Refractive index retrieval of 3D printed materials for photonic applications

TL;DR

This study evaluates the optical properties of 3D printed polymers at 1550nm, demonstrating their potential for photonic structures through experimental and numerical analysis.

Contribution

It provides the first combined theoretical and experimental assessment of the refractive index of recycled and commercial polymers for photonics at telecommunication wavelengths.

Findings

Refractive indices of polymers were successfully retrieved from spectral data.

Extinction coefficients were on the order of 10^-4 at 1550nm.

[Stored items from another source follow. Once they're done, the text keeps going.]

PR #5415, opened 2026-03-30
chore: remove backwards compatibility with 2.6.0

### LINKED ISSUE #5340: Remove backwards compatibility code to clean up codebase
# Remove backwards compatibility code to clean up codebase

## Description
The codebase contains backwards compatibility code for Bee version 2.6.0 and potentially other older versions. As the network moves forward, this compatibility code is no longer needed and should be removed to improve code quality, performance, and maintainability.

## Bee 2.6.0 Compatibility Code

The following Bee 2.6.0-specific compatibility code has been identified:

**Affected files:**
- [pkg/p2p/libp2p/internal/handshake/handshake.go](pkg/p2p/libp2p/internal/handshake/handshake.go#L70-L81) - `WithBee260Compatibility` option and field
- [pkg/p2p/libp2p/libp2p.go](pkg/p2p/libp2p/libp2p.go#L1483-L1520) - `IsBee260()` and `bee260BackwardCompatibility()` methods
- [pkg/p2p/libp2p/peer.go](pkg/p2p/libp2p/peer.go#L24) - `bee260Compatibility` tracking map and related methods
- [pkg/p2p/p2p.go](pkg/p2p/p2p.go#L247-L260) - `FilterBee260CompatibleUnderlays()` function
- [pkg/hive/hive.go](pkg/hive/hive.go#L53) - `Bee260CompatibilityStreamer` interface usage
- [pkg/p2p/libp2p/version_test.go](pkg/p2p/libp2p/version_test.go) - Tests for 2.6.0 compatibility

**Interfaces to remove:**
- `p2p.Bee260CompatibilityStreamer` interface

## Other Legacy Compatibility Code

Additional backwards compatibility code exists that may also be outdated:

**Legacy address format compatibility:**
- [pkg/bzz/address.go](pkg/bzz/address.go#L43) - `Underlay` field in `addressJSON` for backward compatibility
- [pkg/bzz/underlay.go](pkg/bzz/underlay.go#L23-L60) - Serialization/deserialization logic for single vs. multiple underlay addresses
- [pkg/bzz/underlay_test.go](pkg/bzz/underlay_test.go#L208) - `TestLegacyCompatibility` test

**Other legacy code:**
- [pkg/crypto/crypto.go](pkg/crypto/crypto.go#L124) - `LegacyKeccak256()` function

## Benefits

Removing this backwards compatibility code will:
- **Simplify the codebase** - Less conditional logic and special case handling
- **Improve performance** - Remove unnecessary version checks and filtering operations
- **Reduce maintenance burden** - Fewer edge cases to test and maintain
- **Clean up interfaces** - Remove compatibility-specific interfaces and types
- **Improve code readability** - Clearer intent without compatibility workarounds

## Recommendation

Before removal, ensure that:
1. The network has sufficiently upgraded beyond version 2.6.0
2. A deprecation notice has been communicated to node operators
3. Any remaining nodes on old versions are identified and can be notified

## Tasks

- [ ] Audit backwards compatibility for Bee 2.6.0 and confirm it can be safely removed
- [ ] Identify any other legacy compatibility code beyond what's listed above
- [ ] Remove Bee 2.6.0 compatibility option and related filtering logic
- [ ] Remove `bee260Compatibility` tracking from peer registry
- [ ] Remove `Bee260CompatibilityStreamer` interface
- [ ] Simplify underlay address serialization (remove legacy single-address format support if safe)
- [ ] Review and remove any other deprecated compatibility code
- [ ] Update tests to reflect the removal
- [ ] Document any breaking changes in release notes

sbackend123:
### Checklist

### Description

**Breaking changes**

Removes Bee 2.6.0 backward-compatibility code and the legacy single-multiaddr underlay wire encoding. Minimum supported Bee version on the network is 2.7.0; nodes on 2.6.0 or earlier will fail to complete a handshake with this build.

Underlay wire format
The 0x99 list prefix (underlayListPrefix) is kept. The only supported encoding is now always the prefixed list format, including for a single address or an empty list:

[0x99][varint_len_1][addr_1_bytes][varint_len_2][addr_2_bytes]...

Changes in detail:

- Removed the legacy path where a single underlay was serialized as raw multiaddr bytes (without the 0x99 prefix).
- Even a peer with one underlay is encoded as a one-entry prefixed list.
- An empty underlay list serializes to [0x99] and deserializes to an empty slice.
- DeserializeUnderlays rejects payloads that do not start with 0x99 (including legacy raw single-multiaddr bytes from Bee 2.6.0).
- ParseAddress still rejects addresses with zero underlays after deserialization.

Removed 2.6.0 compatibility shims

- WithBee260Compatibility handshake option
- FilterBee260CompatibleUnderlays / Bee260CompatibilityStreamer / IsBee260
- User-agent–based Bee 2.6.0 detection in libp2p peer registry

Database migrations

Legacy migration step implementations are removed; version indices are retained as NOOPs so existing data directories can still migrate safely (ValidateVersions requires contiguous version numbers). Comments document why these slots must not be removed or renumbered.

Also removes unused legacy helpers (olditems, oldstampindex, obsolete storer migration step files, etc.).

### Related Issue (Optional)
https://github.com/ethersphere/bee/issues/5340

### AI Disclosure


acud:
@sbackend123 I think that removing all migration code might be a bit too eager - can you make sure that the migration code covers the currently active bee node version still showing up in swarmscan?

janos:
> @sbackend123 I think that removing all migration code might be a bit too eager - can you make sure that the migration code covers the currently active bee node version still showing up in swarmscan?

I agree, as there are still 2.6 nodes (not many, but still ~6%), it is early to release bee without compatibility.

This code is intended to be temporary. It is a good effort, but I would suggest to hold on merging, for some time.

sbackend123:
> @sbackend123 I think that removing all migration code might be a bit too eager - can you make sure that the migration code covers the currently active bee node version still showing up in swarmscan?

I ran the previous bee version (v2.6.0) locally, let it sync to current block height on maiinet and build a real data directory. Then I started this build on the same data directory without clearing it. The node started successfully with no migration errors.

I also ran earlier versions trying to sync with mainnet, but get error `connect new stream: incompatible stream: failed to negotiate protocol: protocols not supported`.

acud:
> > @sbackend123 I think that removing all migration code might be a bit too eager - can you make sure that the migration code covers the currently active bee node version still showing up in swarmscan?
> 
> I ran the previous bee version (v2.6.0) locally, let it sync to current block height on maiinet and build a real data directory. Then I started this build on the same data directory without clearing it. The node started successfully with no migration errors.
> 
> I also ran earlier versions trying to sync with mainnet, but get error `connect new stream: incompatible stream: failed to negotiate protocol: protocols not supported`.

I suppose it does not error the migrations because there's nothing to do in the migrations in the current build. I am not 100% sure about the reasoning behind the necessity of those migrations. But we should definitely leave in place the migration code to support the migration path from the node version still running on the network (2.6.0 definitely). The older ones we can mark as nops.

mfw78:
> I agree, as there are still 2.6 nodes (not many, but still ~6%), it is early to release bee without compatibility.

Those 2.6.0 nodes are on some `dirty` tag mostly, so it's on them. They are running custom code - we shouldn't be persisting with cruft in the protocol because someone doesn't update their modifications.

acud:
@sbackend123 this needs a rebase

pkg/p2p/libp2p/internal/handshake/handshake.go
```diff
@@ -398,8 +373,27 @@ func (s *Service) GetWelcomeMessage() string {
...
+		s.logger.Debug("handshake invalid ack address payload", "underlay_len", len(ack.Address.Underlay), "underlay_first_byte", firstByteString(ack.Address.Underlay), "underlay_prefix", payloadPrefix(ack.Address.Underlay), "overlay_len", len(ack.Address.Overlay), "error", err)
 		return nil, ErrInvalidAck
 	}
 
 	return bzzAddress, nil
 }
+
+func firstByteString(data []byte) string {
+	if len(data) == 0 {
+		return "none"
```
acud, line 385: maybe just `""`?

pkg/storer/migration/step_02.go
```diff
@@ -4,53 +4,13 @@
...
-// step_02 migrates the cache to the new format.
-// the old cacheEntry item has the same key, but the value is different. So only
-// a Put is needed.
-func step_02(st transaction.Storage) func() error {
+import "github.com/ethersphere/bee/v2/pkg/storer/internal/transaction"
 
+// step_02 was a migration step that migrated the cache to a new format.
+// It is now a NOOP since all nodes have already run this migration,
+// and new nodes start with an empty database.
+func step_02(_ transaction.Storage) func() error {
```
acud, line 12: if this is not used anywhere - why do we need to keep the file?

acud (changes requested):
there's a whole chunk of changes that are in `pkg/storer/migration/all_steps.go` that is completely not touched but the code can probably also be removed. as for the individual migration steps which are not in use already - there's no need of keeping the files with empty functions that do nothing - those can be removed.

sbackend123:
> there's a whole chunk of changes that are in `pkg/storer/migration/all_steps.go` that is completely not touched but the code can probably also be removed. as for the individual migration steps which are not in use already - there's no need of keeping the files with empty functions that do nothing - those can be removed.

If I understand everything correctly, we can't remove it completely because of our migration mechanism. 
Existing upgraded nodes may appear fine, but new installations would be broken, because ValidateVersions  checks versions are without gaps (added unit test for that) and when we have currentVersion=0 and then next one 8 -> fail.

pkg/bzz/address.go
akrem-chabchoub, line 222: Nice work @sbackend123.

I just have a concern here, what will happen for the `2.6.0` nodes here ? because I see you removed `Underlay` field from `addressJSON`, I know this is not needed anymore, but in the Unmarshal the node will have the `Underlays` filed empty.

Maybe we can keep it in `addressJSON` (just to for the Unmarshal) and we get that `Underlay` addr and set it to `Underlays` slice
 Right or maybe I'm missing some parts ?

sbackend123: This is main point, we remove compatibility with 2.6.0 so minimal supported version would be 2.7.0. So we force everybody update their versions

pkg/storer/migration/all_steps.go
```diff
@@ -19,19 +19,23 @@ func AfterInitSteps(
...
-		5: step_05(st, logger),
-		6: step_06(st, logger),
-		7: resetReserveEpochTimestamp(st),
+		1: legacyNoopStep,
+		2: legacyNoopStep,
+		3: legacyNoopStep,
+		4: legacyNoopStep,
+		5: legacyNoopStep,
+		6: legacyNoopStep,
+		7: legacyNoopStep,
```
acud, line 33: please add a comment here that noop steps should never be removed since it would cause the new migrations to not execute on old nodes that have a higher migration version. the same on the `legacyNoopStep` - it should explicitly be commented that any migration step marked with this function should never be modified or touched and that the noop function should not be removed. i can easily see an LLM agent "refactoring" this out in the future and breaking stuff because it might not see the bigger context of this.

pkg/statestore/storeadapter/migration.go
```diff
@@ -8,24 +8,26 @@ import (
...
-		7: deletePrefix(st, puller.IntervalPrefix),
-		8: deletePrefix(st, puller.IntervalPrefix),
+		1: noop,
+		2: noop,
+		3: noop,
+		4: noop,
+		5: noop,
+		6: noop,
+		7: noop,
+		8: noop,
```
acud: like in the other migrations comment - the sequence and indexes of these migrations should be commented such that they aren't removed in the future

pkg/bzz/address.go
akrem-chabchoub: Yes, I know.
I’m just thinking out loud, if I were a node operator on `2.6.0` or earlier, I might suddenly get disconnected without really understanding why. That could be a bit confusing. 
But as @janos mentioned, those nodes are only around 6%, so the impact seems pretty small.

akrem-chabchoub (approved):

acud (approved):
LGTM but will need a squash + rebase after the upcoming release

acud:
@sbackend123 linter failing

gacevicljubisa:
@sbackend123 can you update the PR description?

pkg/bzz/underlay.go
```diff
@@ -39,27 +39,12 @@ const maxUnderlaysPerPeer = 20
...
-		b := addrs[0].Bytes()
-		if len(b) > maxUnderlayBytes {
-			return nil, fmt.Errorf("underlay data size %d exceeds maximum of %d bytes: %w", len(b), maxUnderlayBytes, ErrUnderlayByteSizeExceeded)
-		}
-		return b, nil
-	}
-
-	// For 0 or 2+ addresses, the custom list format with the prefix is used.
-	// The format is: [prefix_byte][varint_len_1][addr_1_bytes]...
+	// The format is: [varint_len_1][addr_1_bytes]...
```
acud: missing the prefix byte here. see comment on the left

pkg/bzz/underlay.go
```diff
@@ -88,22 +71,14 @@ func DeserializeUnderlays(data []byte) ([]multiaddr.Multiaddr, error) {
...
 	}
 
-	// Otherwise, the data is handled as a single, backward-compatible multiaddr.
-	addr, err := multiaddr.NewMultiaddrBytes(data)
-	if err != nil {
-		return nil, fmt.Errorf("failed to parse as single multiaddr: %w", err)
-	}
-	// The result is returned as a single-element slice for a consistent return type.
-	return []multiaddr.Multiaddr{addr}, nil
+	return deserializeList(data)
```
acud: this doesn't seem right. with this change, the underlay should always start with the prefix byte. the `if` block above should check whether the first byte is _not_ a prefix byte and throw if that is the case, then just deserialize like in the current if statement below (happy path not nested).
also some input length validation is needed since the deserialize call can panic on a short buffer (pass just `0x99` as the underlay)

pkg/p2p/libp2p/internal/handshake/handshake.go
```diff
@@ -219,6 +199,7 @@ func (s *Service) Handshake(ctx context.Context, stream p2p.Stream, peerMultiadd
 
 	observedUnderlays, err := bzz.DeserializeUnderlays(resp.Syn.ObservedUnderlay)
 	if err != nil {
+		s.logger.Debug("handshake invalid synack observed underlay payload", "payload_len", len(resp.Syn.ObservedUnderlay), "first_byte", firstByteString(resp.Syn.ObservedUnderlay), "payload_prefix", payloadPrefix(resp.Syn.ObservedUnderlay), "error", err)
```
acud: lots of stuff in this log line... not sure if it will be just swallowed in the rest of the logs. maybe just better to instrument the error with a tiny bit of information of what went wrong (not all the fields here). the same for the other logline

pkg/p2p/libp2p/internal/handshake/handshake.go
```diff
@@ -529,3 +500,21 @@ func (s *Service) parseCheckAck(ctx context.Context, ack *pb.Ack) (*bzz.Address,
...
 }
+
+func firstByteString(data []byte) string {
+	if len(data) == 0 {
+		return ""
+	}
+	return fmt.Sprintf("0x%02x", data[0])
+}
+
+func payloadPrefix(data []byte) string {
```
acud: not sure i understand why this is needed... maybe some info about why and how to use this... also why is `n=16`?

pkg/p2p/libp2p/internal/handshake/handshake.go
```diff
@@ -529,3 +500,21 @@ func (s *Service) parseCheckAck(ctx context.Context, ack *pb.Ack) (*bzz.Address,
...
+	if len(data) == 0 {
+		return ""
+	}
+	n := 16
+	if len(data) < n {
+		n = len(data)
+	}
+	return fmt.Sprintf("%x", data[:n])
```
acud: you [can](https://pkg.go.dev/builtin@go1.26.4#min) just `fmt.Sprintf("%x",data[:min(16,len(data))])`

acud (changes requested):

pkg/bzz/underlay.go
sbackend123: Fixed: in case if array of underlays contains only 0x99 prefix, decerialize will not panic, it just returns prefix (behavior unchanged)

pkg/p2p/libp2p/internal/handshake/handshake.go
```diff
@@ -529,3 +498,10 @@ func (s *Service) parseCheckAck(ctx context.Context, ack *pb.Ack) (*bzz.Address,
 
 	return bzzAddress, nil
 }
+
+func invalidObservedUnderlayErr(payload []byte, err error) error {
+	if len(payload) == 0 {
+		return fmt.Errorf("%w: observed underlay (len=0): %w", ErrInvalidSyn, err)
+	}
+	return fmt.Errorf("%w: observed underlay (len=%d, first=0x%02x): %w", ErrInvalidSyn, len(payload), payload[0], err)
```
acud: why do we need conditional error formatting? this appears to be needed just so you have a sneak peek into the first byte (not sure what is the added value of this in production). i would suggest to get rid of this helper and just stringify the `payload` in the error formatting (one format). the `0x99` ascii character is the trademark sign so you would be able to see it in the logs correctly (if ever needed)

acud (changes requested):
last one...

acud (approved):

Designed photonic structures demonstrate the polymers' applicability in telecom photonics.

Abstract

The advent of additive manufacturing has opened opportunities to rapidly prototype devices and products ranging from automotive and aerospace applications to micro/nanoscale metastructures, as examples). Three-dimensional (3D) printing has become relevant for electromagnetic structures, integrated optics and photonics systems, however, the optical properties of commercially available 3D printed polymers at telecommunication wavelengths (wavelength 1550nm) is not always available. Provided the importance of 3D printing technologies, in this work, we evaluate both theoretically and experimentally the complex refractive index of four polymers including some recycled versions (namely Butenediol Vinyl Alcohol (BVOH), Polylactic Acid (PLA), Recycled Polyethylene Terephthalate (rPET), and recycled Polylactic Acid (rPLA)) as potential candidates for photonics applications. The 3D printed samples have thicknesses from ~100 to 400 nm (~64wavelengths to ~258wavelengths, respectively). The experimental reflectance and transmittance spectra are extracted and used to retrieve the complex refractive index of each printed material demonstrating extinction coefficients in the order of 10^-4 at wavelength=1550nm. The experimental results are validated using numerical simulations. Finally, as a proof-of-concept, a convex-planar lens and a Bragg mirror are designed and numerically evaluated, showing the potential of the proposed polymers for 3D printing photonic structures at telecommunication wavelengths.